WHAT IS EXPECTED:
Transcribe the stretch of entries below from the line with "Node* GetParent() const" through the line with "A little backstory", exactly and with both ends included; leave out all other lines.

Collected data:

***

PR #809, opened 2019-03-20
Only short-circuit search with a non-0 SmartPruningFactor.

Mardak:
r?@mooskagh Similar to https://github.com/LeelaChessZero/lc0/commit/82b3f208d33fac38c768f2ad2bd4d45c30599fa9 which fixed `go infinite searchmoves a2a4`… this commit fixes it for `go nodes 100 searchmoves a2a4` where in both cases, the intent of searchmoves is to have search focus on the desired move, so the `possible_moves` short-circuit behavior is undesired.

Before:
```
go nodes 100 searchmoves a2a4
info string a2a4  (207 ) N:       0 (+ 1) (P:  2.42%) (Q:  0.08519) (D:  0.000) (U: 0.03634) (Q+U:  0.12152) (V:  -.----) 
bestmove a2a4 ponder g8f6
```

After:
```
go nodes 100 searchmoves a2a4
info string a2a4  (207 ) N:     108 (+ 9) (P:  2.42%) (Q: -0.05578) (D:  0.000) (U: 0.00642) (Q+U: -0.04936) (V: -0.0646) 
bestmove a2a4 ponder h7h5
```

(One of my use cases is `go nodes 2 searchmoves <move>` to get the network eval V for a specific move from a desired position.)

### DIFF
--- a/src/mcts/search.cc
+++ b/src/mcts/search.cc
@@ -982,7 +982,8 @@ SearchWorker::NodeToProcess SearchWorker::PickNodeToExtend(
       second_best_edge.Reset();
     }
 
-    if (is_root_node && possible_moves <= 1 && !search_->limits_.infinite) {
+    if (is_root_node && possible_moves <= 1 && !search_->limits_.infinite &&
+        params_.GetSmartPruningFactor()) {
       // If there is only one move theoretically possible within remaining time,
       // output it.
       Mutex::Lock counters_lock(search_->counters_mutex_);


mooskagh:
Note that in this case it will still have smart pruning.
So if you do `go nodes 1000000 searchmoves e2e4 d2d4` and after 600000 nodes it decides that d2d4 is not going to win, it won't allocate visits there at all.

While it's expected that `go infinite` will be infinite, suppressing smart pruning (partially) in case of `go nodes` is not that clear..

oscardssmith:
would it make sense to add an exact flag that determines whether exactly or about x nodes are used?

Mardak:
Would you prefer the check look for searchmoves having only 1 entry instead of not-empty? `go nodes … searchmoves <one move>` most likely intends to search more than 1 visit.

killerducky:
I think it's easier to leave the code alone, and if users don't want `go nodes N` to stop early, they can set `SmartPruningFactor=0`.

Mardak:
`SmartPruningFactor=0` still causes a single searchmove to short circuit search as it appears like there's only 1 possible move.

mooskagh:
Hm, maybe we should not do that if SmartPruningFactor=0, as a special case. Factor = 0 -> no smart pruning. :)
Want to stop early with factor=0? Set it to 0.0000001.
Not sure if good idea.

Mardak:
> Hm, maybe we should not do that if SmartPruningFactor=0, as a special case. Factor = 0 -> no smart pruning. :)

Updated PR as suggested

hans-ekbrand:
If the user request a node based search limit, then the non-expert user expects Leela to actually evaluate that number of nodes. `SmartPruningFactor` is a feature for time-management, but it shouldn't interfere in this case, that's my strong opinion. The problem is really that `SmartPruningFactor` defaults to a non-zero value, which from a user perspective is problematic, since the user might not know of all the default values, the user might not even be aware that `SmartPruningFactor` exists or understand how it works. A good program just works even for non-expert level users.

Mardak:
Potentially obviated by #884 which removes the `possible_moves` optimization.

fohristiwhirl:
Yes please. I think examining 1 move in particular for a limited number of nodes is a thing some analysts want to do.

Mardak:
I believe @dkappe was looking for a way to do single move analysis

***

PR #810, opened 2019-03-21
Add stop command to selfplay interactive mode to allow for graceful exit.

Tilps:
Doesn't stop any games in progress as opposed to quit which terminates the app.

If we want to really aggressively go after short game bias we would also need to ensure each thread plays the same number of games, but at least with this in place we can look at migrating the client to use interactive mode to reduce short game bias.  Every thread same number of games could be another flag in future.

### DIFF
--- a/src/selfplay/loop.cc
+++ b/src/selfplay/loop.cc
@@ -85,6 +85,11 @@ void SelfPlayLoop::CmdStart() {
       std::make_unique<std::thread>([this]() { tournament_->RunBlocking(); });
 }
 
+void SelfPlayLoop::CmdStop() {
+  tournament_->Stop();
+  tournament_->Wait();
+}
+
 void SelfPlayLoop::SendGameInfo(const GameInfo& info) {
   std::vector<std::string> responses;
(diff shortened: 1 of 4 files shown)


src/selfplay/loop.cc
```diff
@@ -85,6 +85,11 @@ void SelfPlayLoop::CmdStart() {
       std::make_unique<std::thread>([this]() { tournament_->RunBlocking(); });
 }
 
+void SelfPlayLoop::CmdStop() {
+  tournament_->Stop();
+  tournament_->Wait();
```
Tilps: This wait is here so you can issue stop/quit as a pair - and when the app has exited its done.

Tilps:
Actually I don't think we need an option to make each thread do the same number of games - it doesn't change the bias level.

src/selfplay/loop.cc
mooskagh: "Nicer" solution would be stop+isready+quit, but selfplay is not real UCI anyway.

***

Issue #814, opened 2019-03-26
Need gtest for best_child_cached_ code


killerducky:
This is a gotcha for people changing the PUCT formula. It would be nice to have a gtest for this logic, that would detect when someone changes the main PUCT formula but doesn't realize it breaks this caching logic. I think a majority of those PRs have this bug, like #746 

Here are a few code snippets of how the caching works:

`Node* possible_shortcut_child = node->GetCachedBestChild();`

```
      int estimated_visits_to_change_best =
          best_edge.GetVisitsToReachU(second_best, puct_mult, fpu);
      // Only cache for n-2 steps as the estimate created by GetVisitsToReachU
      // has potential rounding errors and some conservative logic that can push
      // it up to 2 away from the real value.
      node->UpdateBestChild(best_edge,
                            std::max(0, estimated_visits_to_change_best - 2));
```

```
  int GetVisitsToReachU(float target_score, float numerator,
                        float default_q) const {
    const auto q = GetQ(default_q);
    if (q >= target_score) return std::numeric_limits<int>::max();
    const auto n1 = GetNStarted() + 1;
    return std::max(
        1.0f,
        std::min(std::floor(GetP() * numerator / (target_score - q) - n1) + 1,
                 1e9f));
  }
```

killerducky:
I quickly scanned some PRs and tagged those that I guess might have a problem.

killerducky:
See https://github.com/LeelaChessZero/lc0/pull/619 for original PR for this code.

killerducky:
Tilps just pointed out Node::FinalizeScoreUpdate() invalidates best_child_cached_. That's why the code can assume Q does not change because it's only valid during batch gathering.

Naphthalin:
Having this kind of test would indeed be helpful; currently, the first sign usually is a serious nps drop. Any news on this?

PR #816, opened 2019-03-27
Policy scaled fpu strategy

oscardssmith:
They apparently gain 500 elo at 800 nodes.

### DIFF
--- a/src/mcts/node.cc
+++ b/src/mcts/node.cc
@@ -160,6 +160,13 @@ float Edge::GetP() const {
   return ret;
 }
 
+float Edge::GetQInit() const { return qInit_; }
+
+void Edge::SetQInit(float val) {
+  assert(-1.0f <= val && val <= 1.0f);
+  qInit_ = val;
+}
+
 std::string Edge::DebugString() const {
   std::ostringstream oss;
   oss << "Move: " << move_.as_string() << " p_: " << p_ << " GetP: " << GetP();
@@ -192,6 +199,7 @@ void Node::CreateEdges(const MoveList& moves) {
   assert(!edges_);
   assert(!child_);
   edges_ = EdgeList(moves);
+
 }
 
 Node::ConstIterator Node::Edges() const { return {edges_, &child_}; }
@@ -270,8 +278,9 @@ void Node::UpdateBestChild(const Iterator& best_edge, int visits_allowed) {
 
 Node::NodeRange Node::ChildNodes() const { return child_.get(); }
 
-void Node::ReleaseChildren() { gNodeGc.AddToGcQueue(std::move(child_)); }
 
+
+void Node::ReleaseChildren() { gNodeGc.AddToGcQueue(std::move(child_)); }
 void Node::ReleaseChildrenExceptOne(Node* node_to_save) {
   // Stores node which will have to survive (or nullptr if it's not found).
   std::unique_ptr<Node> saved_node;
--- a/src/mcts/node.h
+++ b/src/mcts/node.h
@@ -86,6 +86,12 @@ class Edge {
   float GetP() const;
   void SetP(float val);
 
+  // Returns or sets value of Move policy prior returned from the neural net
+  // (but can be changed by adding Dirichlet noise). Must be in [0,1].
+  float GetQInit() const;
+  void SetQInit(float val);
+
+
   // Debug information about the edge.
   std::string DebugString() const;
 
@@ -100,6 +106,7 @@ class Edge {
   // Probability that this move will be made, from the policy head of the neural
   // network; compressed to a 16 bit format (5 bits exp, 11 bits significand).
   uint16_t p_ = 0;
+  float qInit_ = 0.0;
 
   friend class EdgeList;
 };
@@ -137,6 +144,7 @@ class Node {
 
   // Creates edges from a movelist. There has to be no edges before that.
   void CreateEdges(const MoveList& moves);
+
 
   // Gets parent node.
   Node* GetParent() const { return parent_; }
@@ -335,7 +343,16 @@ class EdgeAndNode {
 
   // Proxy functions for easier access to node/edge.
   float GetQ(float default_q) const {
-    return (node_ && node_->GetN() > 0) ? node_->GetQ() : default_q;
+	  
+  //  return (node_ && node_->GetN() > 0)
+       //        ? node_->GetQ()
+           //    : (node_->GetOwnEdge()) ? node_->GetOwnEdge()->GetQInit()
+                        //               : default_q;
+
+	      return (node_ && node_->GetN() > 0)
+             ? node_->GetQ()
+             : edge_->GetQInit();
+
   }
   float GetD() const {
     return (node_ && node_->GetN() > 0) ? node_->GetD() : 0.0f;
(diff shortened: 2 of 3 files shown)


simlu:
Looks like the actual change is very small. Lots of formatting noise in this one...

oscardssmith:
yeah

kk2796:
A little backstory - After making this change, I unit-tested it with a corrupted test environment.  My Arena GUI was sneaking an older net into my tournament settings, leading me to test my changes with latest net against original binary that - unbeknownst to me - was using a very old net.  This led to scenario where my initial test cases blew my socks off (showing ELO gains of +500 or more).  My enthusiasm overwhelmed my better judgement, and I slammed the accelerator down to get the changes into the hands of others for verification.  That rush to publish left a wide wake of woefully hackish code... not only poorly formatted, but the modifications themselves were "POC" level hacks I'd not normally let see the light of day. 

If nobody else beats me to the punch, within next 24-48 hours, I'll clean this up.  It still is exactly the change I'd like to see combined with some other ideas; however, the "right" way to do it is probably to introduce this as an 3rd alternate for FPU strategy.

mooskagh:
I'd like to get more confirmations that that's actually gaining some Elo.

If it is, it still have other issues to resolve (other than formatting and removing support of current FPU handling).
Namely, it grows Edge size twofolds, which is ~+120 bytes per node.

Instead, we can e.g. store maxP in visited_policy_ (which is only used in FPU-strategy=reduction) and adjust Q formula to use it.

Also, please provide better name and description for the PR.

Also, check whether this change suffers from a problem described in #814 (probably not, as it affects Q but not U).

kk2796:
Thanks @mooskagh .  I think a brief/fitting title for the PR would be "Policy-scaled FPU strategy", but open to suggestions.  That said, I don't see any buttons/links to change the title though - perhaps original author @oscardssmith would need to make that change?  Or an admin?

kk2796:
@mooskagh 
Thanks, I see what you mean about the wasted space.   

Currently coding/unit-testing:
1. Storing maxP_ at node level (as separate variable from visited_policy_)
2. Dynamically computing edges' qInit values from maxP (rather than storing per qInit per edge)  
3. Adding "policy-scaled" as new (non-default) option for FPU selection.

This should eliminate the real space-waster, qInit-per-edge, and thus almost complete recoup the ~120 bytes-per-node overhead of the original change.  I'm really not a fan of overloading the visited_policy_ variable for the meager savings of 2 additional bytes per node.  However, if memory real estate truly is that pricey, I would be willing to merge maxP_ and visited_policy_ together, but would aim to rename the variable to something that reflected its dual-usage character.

***

ANSWER TO THE PROBLEM:
   Node* GetParent() const { return parent_; }
@@ -335,7 +343,16 @@ class EdgeAndNode {
 
   // Proxy functions for easier access to node/edge.
   float GetQ(float default_q) const {
-    return (node_ && node_->GetN() > 0) ? node_->GetQ() : default_q;
+	  
+  //  return (node_ && node_->GetN() > 0)
+       //        ? node_->GetQ()
+           //    : (node_->GetOwnEdge()) ? node_->GetOwnEdge()->GetQInit()
+                        //               : default_q;
+
+	      return (node_ && node_->GetN() > 0)
+             ? node_->GetQ()
+             : edge_->GetQInit();
+
   }
   float GetD() const {
     return (node_ && node_->GetN() > 0) ? node_->GetD() : 0.0f;
(diff shortened: 2 of 3 files shown)


simlu:
Looks like the actual change is very small. Lots of formatting noise in this one...

oscardssmith:
yeah

kk2796:
A little backstory - After making this change, I unit-tested it with a corrupted test environment.  My Arena GUI was sneaking an older net into my tournament settings, leading me to test my changes with latest net against original binary that - unbeknownst to me - was using a very old net.  This led to scenario where my initial test cases blew my socks off (showing ELO gains of +500 or more).  My enthusiasm overwhelmed my better judgement, and I slammed the accelerator down to get the changes into the hands of others for verification.  That rush to publish left a wide wake of woefully hackish code... not only poorly formatted, but the modifications themselves were "POC" level hacks I'd not normally let see the light of day. 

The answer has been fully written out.